Opinions

How an oil industry fiasco saved Kachemak Bay 40 years ago

HALIBUT COVE -- History sometimes branches in a moment that changes everything after. That happened 40 years ago this month, when an oil rig got hopelessly stuck in the mud in Kachemak Bay, near Homer, and had to be blasted free with explosives.

The rig, the George Ferris, had previously been blown up by James Bond in the closing scene of the film "Diamonds Are Forever," as Loren Flagg notes in his book "Fish, Oil & Follies," currently being excerpted by the Homer News.

The trouble in Homer in 1976 brought world attention to oil politics in the Alaska Legislature and vindicated fishermen who had been fighting oil drilling for three years politically and in court.
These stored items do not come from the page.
PR #93, opened 2021-01-25
Fix psalm errors on Date and DateStep validator

zluiten:
|    Q          |   A
|-------------- | ------
| Documentation | no
| Bugfix        | no
| BC Break      | no
| New Feature   | no
| RFC           | no
| QA            | yes

### Description

Since I worked on the Date and DateStep validator I did an attempt to fix (most) psalm errors for those validators:

70 down, many to go.

I'll explain some of the changes by adding comments.

```
Scanning files...
Analyzing files...

░░░░░░░░░░░░░░░░░░░░░░░░░░░░░░░░░░░░░░░░░░░░░░░░░░░░░░░░░░░░  60 / 197 (30%)
░░░░░░░░░░░░░░░░░░░░░░░░░░░░░░░░░░░░░░░░░░░░░░░░░░░░░░░░░░░░ 120 / 197 (60%)
░░░░░░░░░░░░░░░░░░░░░░░░░░░░░░░░░░░░░░░░░░░░░░░░░░░░░░░░░░░░ 180 / 197 (91%)
░░░░░░░░░░░░░░░░░
------------------------------
70 errors fixed

------------------------------
No errors found!
------------------------------
1940 other issues found.
You can display them with --show-info=true
------------------------------
Psalm can automatically fix 7 of these issues.
Run Psalm again with 
--alter --issues=InvalidReturnType --dry-run
to see what it can fix.
------------------------------

Checks took 12.62 seconds and used 287.018MB of memory
Psalm was able to infer types for 94.7835% of the codebase

```

### DIFF
--- a/src/Date.php
+++ b/src/Date.php
@@ -10,7 +10,14 @@ namespace Laminas\Validator;
 
 use DateTime;
 use DateTimeImmutable;
+use DateTimeInterface;
 use Traversable;
+use function array_shift;
+use function func_get_args;
+use function gettype;
+use function implode;
+use function is_array;
+use function iterator_to_array;
 
 /**
  * Validates that a given value is a DateTime instance or can be converted into one.
@@ -81,7 +88,7 @@ class Date extends AbstractValidator
     /**
      * Returns the format option
      *
-     * @return string|null
+     * @return string
      */
     public function getFormat()
     {
@@ -94,7 +101,7 @@ class Date extends AbstractValidator
      * Format cannot be null.  It will always default to 'Y-m-d', even
      * if null is provided.
      *
-     * @param  string $format
+     * @param string|null $format
      * @return $this provides a fluent interface
      * @todo   validate the format
      */
@@ -104,21 +111,28 @@ class Date extends AbstractValidator
         return $this;
     }
 
+    /**
+     * @param bool $strict
+     * @return $this
+     */
     public function setStrict(bool $strict) : self
     {
         $this->strict = $strict;
         return $this;
     }
 
+    /**
+     * @return bool
+     */
     public function isStrict() : bool
     {
         return $this->strict;
     }
 
     /**
-     * Returns true if $value is a DateTime instance or can be converted into one.
+     * Returns true if $value is a DateTimeInterface instance or can be converted into one.
      *
-     * @param  string|array|int|DateTime|DateTimeImmutable $value
+     * @param  string|numeric|array|DateTimeInterface $value
      * @return bool
      */
     public function isValid($value)
@@ -142,48 +156,59 @@ class Date extends AbstractValidator
     /**
      * Attempts to convert an int, string, or array to a DateTime object
      *
-     * @param  string|int|array $param
-     * @param  bool             $addErrors
-     * @return bool|DateTime
+     * @param  string|numeric|array|DateTimeInterface   $param
+     * @param  bool                                     $addErrors
+     * @return false|DateTime
      */
     protected function convertToDateTime($param, $addErrors = true)
     {
-        if ($param instanceof DateTime || $param instanceof DateTimeImmutable) {
+        if ($param instanceof DateTime) {
             return $param;
         }
 
-        $type = gettype($param);
-        if (! in_array($type, ['string', 'integer', 'double', 'array'])) {
-            if ($addErrors) {
-                $this->error(self::INVALID);
-            }
-            return false;
+        if ($param instanceof DateTimeImmutable) {
+            return DateTime::createFromImmutable($param);
         }
 
-        $convertMethod = 'convert' . ucfirst($type);
-        return $this->{$convertMethod}($param, $addErrors);
+        $type = gettype($param);
+        switch ($type) {
+            case 'string':
+                return $this->convertString($param, $addErrors);
+            case 'integer':
+                return $this->convertInteger($param);
+            case 'double':
+                return $this->convertDouble($param);
+            case 'array':
+                return $this->convertArray($param, $addErrors);
+        }
+
+        if ($addErrors) {
+            $this->error(self::INVALID);
+        }
+
+        return false;
     }
 
     /**
      * Attempts to convert an integer into a DateTime object
      *
      * @param  integer $value
-     * @return bool|DateTime
+     * @return false|DateTime
      */
     protected function convertInteger($value)
     {
-        return date_create("@$value");
+        return DateTime::createFromFormat('U', (string) $value);
     }
 
     /**
      * Attempts to convert an double into a DateTime object
      *
      * @param  double $value
-     * @return bool|DateTime
+     * @return false|DateTime
      */
     protected function convertDouble($value)
     {
-        return DateTime::createFromFormat('U', $value);
+        return DateTime::createFromFormat('U', (string) $value);
     }
 
     /**
@@ -191,7 +216,7 @@ class Date extends AbstractValidator
      *
      * @param  string $value
      * @param  bool   $addErrors
-     * @return bool|DateTime
+     * @return false|DateTime
      */
     protected function convertString($value, $addErrors = true)
     {
@@ -215,7 +240,7 @@ class Date extends AbstractValidator
      *
      * @param  array $value
      * @param  bool  $addErrors
-     * @return bool|DateTime
+     * @return false|DateTime
      * @todo   enhance the implosion
      */
     protected function convertArray(array $value, $addErrors = true)
--- a/src/Date.php
+++ b/src/Date.php
@@ -6,12 +6,15 @@
  * @license   https://github.com/laminas/laminas-validator/blob/master/LICENSE.md New BSD License
  */
 
+declare(strict_types=1);
+
 namespace Laminas\Validator;
 
 use DateTime;
 use DateTimeImmutable;
 use DateTimeInterface;
 use Traversable;
+
 use function array_shift;
 use function func_get_args;
 use function gettype;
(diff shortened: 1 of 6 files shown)


src/Date.php
```diff
@@ -94,7 +101,7 @@ public function getFormat()
      * Format cannot be null.  It will always default to 'Y-m-d', even
      * if null is provided.
      *
-     * @param  string $format
+     * @param string|null $format
```
zluiten, line 99: Added this one since tests exist which test this. The setFormat function changes `$format` to the default value in case it is `empty`.

src/Date.php
```diff
@@ -104,21 +111,28 @@ public function setFormat($format = self::FORMAT_DEFAULT)
         return $this;
     }
 
+    /**
+     * @param bool $strict
+     * @return $this
+     */
```
froschdesign: The same information is already contained in the method signature, so the DocBlock can be omitted.

src/Date.php
```diff
@@ -104,21 +111,28 @@ public function setFormat($format = self::FORMAT_DEFAULT)
...
     {
         return $this->strict;
     }
 
     /**
-     * Returns true if $value is a DateTime instance or can be converted into one.
+     * Returns true if $value is a DateTimeInterface instance or can be converted into one.
      *
-     * @param  string|array|int|DateTime|DateTimeImmutable $value
+     * @param  string|numeric|array|DateTimeInterface $value
```
zluiten, line 123: `numeric` because floats are accepted as well. Arguably `int|float` might be better since numeric also means numerical strings which are not really supported. In case of a numerical string an attempt to create a DateTime instance will be performed based on the configured format by the `convertToString` function.

src/Date.php
```diff
@@ -142,56 +156,67 @@ public function isValid($value)
...
      * Attempts to convert an integer into a DateTime object
      *
      * @param  integer $value
-     * @return bool|DateTime
+     * @return false|DateTime
      */
     protected function convertInteger($value)
     {
-        return date_create("@$value");
+        return DateTime::createFromFormat('U', (string) $value);
```
zluiten, line 188: For consistency with `convertDouble`...

src/DateStep.php
```diff
@@ -209,13 +232,14 @@ public function isValid($value)
         $step = $this->getStep();
 
         // Same date?
-        if ($valueDate == $baseDate) {
+        if ($valueDate === $baseDate) {
```
zluiten: Check can be safely explicit because `Date::convertToDateTime` makes sure both $valueDate and $baseDate will be of type `DateTime` even when one of them was given as a DateTimeImmutable.

src/DateStep.php
```diff
@@ -209,13 +232,14 @@ public function isValid($value)
...
             return true;
         }
 
         // Optimization for simple intervals.
         // Handle intervals of just one date or time unit.
         $intervalParts = explode('|', $step->format('%y|%m|%d|%h|%i|%s'));
+        $intervalParts = array_map('intval', $intervalParts);
```
zluiten, line 249: Initial contents of $intervalParts are numerical strings, but typehints of called functions point to and count on integers.

src/DateStep.php
```diff
@@ -225,17 +249,17 @@ public function isValid($value)
...
+        $timeDiff  = $absoluteValueDate->diff($absoluteBaseDate, true);
+        $diffParts = array_combine($unitKeys, array_map('intval', explode('|', $timeDiff->format('%y|%m|%d|%h|%i|%s'))));
 
-        if (5 === $partCounts['0']) {
+        if (5 === $partCounts[0]) {
             // Find the unit with the non-zero interval
-            $intervalUnit = null;
-            $stepValue    = null;
+            $intervalUnit = 'days';
+            $stepValue    = 1;
```
zluiten, line 266: Giving an initial value of the same type of what happens in the next foreach statement prevents Psalm complaining with a `PossiblyNullArgument`.

src/DateStep.php
```diff
@@ -225,17 +249,17 @@ public function isValid($value)
...
             foreach ($intervalParts as $key => $value) {
-                if (0 != $value) {
+                if (0 !== $value) {
```
zluiten, line 268: Now we can do explicit checks since `$value` is always of type int.

src/DateStep.php
```diff
@@ -345,34 +369,49 @@ public function isValid($value)
...
+     * @throws Exception\InvalidArgumentException
      */
     private function fallbackIncrementalIterationLogic(
         DateTimeInterface $baseDate,
         DateTimeInterface $valueDate,
         array $intervalParts,
         array $diffParts,
         DateInterval $step
-    ) {
+    ) : bool {
```
zluiten: On private functions a return type can be safely added.

src/DateStep.php
```diff
@@ -345,34 +369,49 @@ public function isValid($value)
...
         list($minSteps, $requiredIterations) = $this->computeMinStepAndRequiredIterations($intervalParts, $diffParts);
         $minimumInterval                     = $this->computeMinimumInterval($intervalParts, $minSteps);
         $isIncrementalStepping               = $baseDate < $valueDate;
-        $dateModificationOperation           = $isIncrementalStepping ? 'add' : 'sub';
+
+        if (! ($baseDate instanceof DateTime || $baseDate instanceof DateTimeImmutable)) {
```
zluiten, line 396: This function relies on the `add` and `sub` method of the `DateTime` and `DateTimeImmutable` which are not part of the `DateTimeInterface`.

src/DateStep.php
```diff
@@ -427,7 +466,7 @@ private function computeMinStepAndRequiredIterations(array $intervalParts, array
             $minSteps               = floor($minSteps / $requiredStepIterations);
         }
 
-        return [$minSteps, $minSteps ? $requiredStepIterations : 0];
+        return [(int) $minSteps, $minSteps ? (int) $requiredStepIterations : 0];
```
zluiten, line 471: Both can be cast to integer since the values will not be higher than `PHP_INT_MAX` (see if-statement right above this line).

src/Date.php
zluiten: Is there a style guide that states these kind of agreements?

froschdesign: See: https://docs.laminas.dev/laminas-coding-standard/
 
> ## 9. Commenting and DocBlocks
> They SHOULD NOT be used for already typehinted arguments, except arrays.

https://docs.laminas.dev/laminas-coding-standard/v2/coding-style-guide/#9-commenting-and-docblocks

zluiten: Thanks @froschdesign Must have overlooked it! I'll have a look and apply changes accordingly.

src/DateStep.php
andrew-demb: Strict comparison fail for dates with equal string representation, but they are not the same object in memory - https://3v4l.org/gKB52

test/DateStepTest.php
```diff
@@ -140,20 +150,20 @@ public function testWithDateTimeImmutableType() : void
         $this->assertTrue($validator->isValid(new DateTimeImmutable('1970-01-03T00:00:02Z')));
     }
 
-    public function testGetMessagesReturnsDefaultValue(): void
+    public function testGetMessagesReturnsDefaultValue() : void
```
froschdesign: @netiul 
Please revert all these changes. See:

> ## 4.5 Method and Function Arguments
> When you have a return type declaration present, there MUST be one space after the colon followed by the type declaration. The colon and declaration MUST be on the same line as the argument list closing parenthesis with no spaces between the two characters.

https://docs.laminas.dev/laminas-coding-standard/v2/coding-style-guide/#4-5-method-and-function-arguments

zluiten: Will do. The docs are a bit confusing though. The example here: https://docs.laminas.dev/laminas-coding-standard/v2/coding-style-guide/#1-2-example shows different and the code base mainly uses a space between function declaration and the colon. Personal preference is without space though :)

src/DateStep.php
zluiten: You are absolutely right. Silly me.

test/DateStepTest.php
froschdesign: This is an error in the documentation and must be reported to https://github.com/laminas/laminas-coding-standard/issues

src/Sitemap/Changefreq.php
```diff
@@ -60,9 +60,6 @@ public function isValid($value)
         }
 
         $this->setValue($value);
-        if (! is_string($value)) {
```
zluiten, line 63: For some reason this one was not in the psalm-baseline file yet. It could be removed because the `is_string` check was done twice in the same control flow.

test/DateTest.php
```diff
@@ -135,36 +140,31 @@ public function testDateTimeImmutable(): void
...
         $this->assertTrue($this->validator->setFormat('m Y')->isValid('01 2010'));
         $this->assertFalse($this->validator->setFormat('d/m/Y')->isValid('2008/10/22'));
         $this->assertTrue($this->validator->setFormat('d/m/Y')->isValid('22/10/08'));
         $this->assertFalse($this->validator->setFormat('d/m/Y')->isValid('22/10'));
-        // Omitting the following assertion, as it varies from 5.3.3 to 5.3.11,
-        // and there is no indication in the PHP changelog as to when or why it
-        // may have changed. Leaving for posterity, to indicate original expectation.
-        // $this->assertFalse($this->validator->setFormat('s')->isValid(0));
+        $this->assertTrue($this->validator->setFormat('s')->isValid('00'));
+        $this->assertFalse($this->validator->setFormat('s')->isValid('0'));
```
zluiten, line 167: I've reinstated a similar check as the one that was commented out. I couldn't verify the exact behaviour even with the mentioned PHP versions (5.3.3-5.3.11). My best guess was that the intention was to validate a date '0' formatted with 's' which requires a leading '0', so: '00 '.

On Sunday, I visited Clem Tillion at his home here on the south side of the bay, to recall those events. When he was a state senator, the George Ferris fiasco gave him the support he needed to pass a bill that had seemed to have little hope -- buying back the leases and declaring Kachemak Bay a critical habitat area to be protected evermore.

The issue also helped elect Jay Hammond as our only conservation-oriented governor — and he became the father of the Permanent Fund. And it set Homer on the path to be the eco-tourism center it is today rather than an oil town.

Environmental organizations, just getting active in Alaska at the time, were on the sidelines of the fight, said Tom Kizzia, then editor of the Homer News. This was a battle between oil and fishing.

But the oil industry was its own worst enemy.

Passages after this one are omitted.